▶ WORK ITEM:
The answer should contain all of the data, retyped without any alteration.

▶ DATASET EXTRACT:
PR #49, opened 2020-11-26
Draft integration between Sanitizer API and Trusted Types

otherdaniel:


index.bs
```diff
@@ -176,3 +176,86 @@ Acknowledgements {#ack}
...
+<pre>
+  // In interface Sanitizer:
+  <ins>TrustedHTML sanitizeToTrustedHTML(TrustedTypesSanitizerInput input);</ins>
+</pre>
+
+Since this is - naturally - a new sink, it requires a Trusted Types check.
+But it clearly makes the sense to use this as a way to create Trusted Types
+from untrusted input. To facilitate this, the
+<a href="https://w3c.github.io/webappsec-trusted-types/dist/spec/#trusted-types-csp-directive">`trusted-types` CSP directive</a>
+gets a new keyword `'sanitizer-api'`. If set, the `sanitizeToTrustedHTML` method
```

▶ RESULT FOR THIS EXERCISE:
PR #49, opened 2020-11-26
Draft integration between Sanitizer API and Trusted Types

otherdaniel:


index.bs
```diff
@@ -176,3 +176,86 @@ Acknowledgements {#ack}
...
+<pre>
+  // In interface Sanitizer:
+  <ins>TrustedHTML sanitizeToTrustedHTML(TrustedTypesSanitizerInput input);</ins>
+</pre>
+
+Since this is - naturally - a new sink, it requires a Trusted Types check.
+But it clearly makes the sense to use this as a way to create Trusted Types
+from untrusted input. To facilitate this, the
+<a href="https://w3c.github.io/webappsec-trusted-types/dist/spec/#trusted-types-csp-directive">`trusted-types` CSP directive</a>
+gets a new keyword `'sanitizer-api'`. If set, the `sanitizeToTrustedHTML` method
```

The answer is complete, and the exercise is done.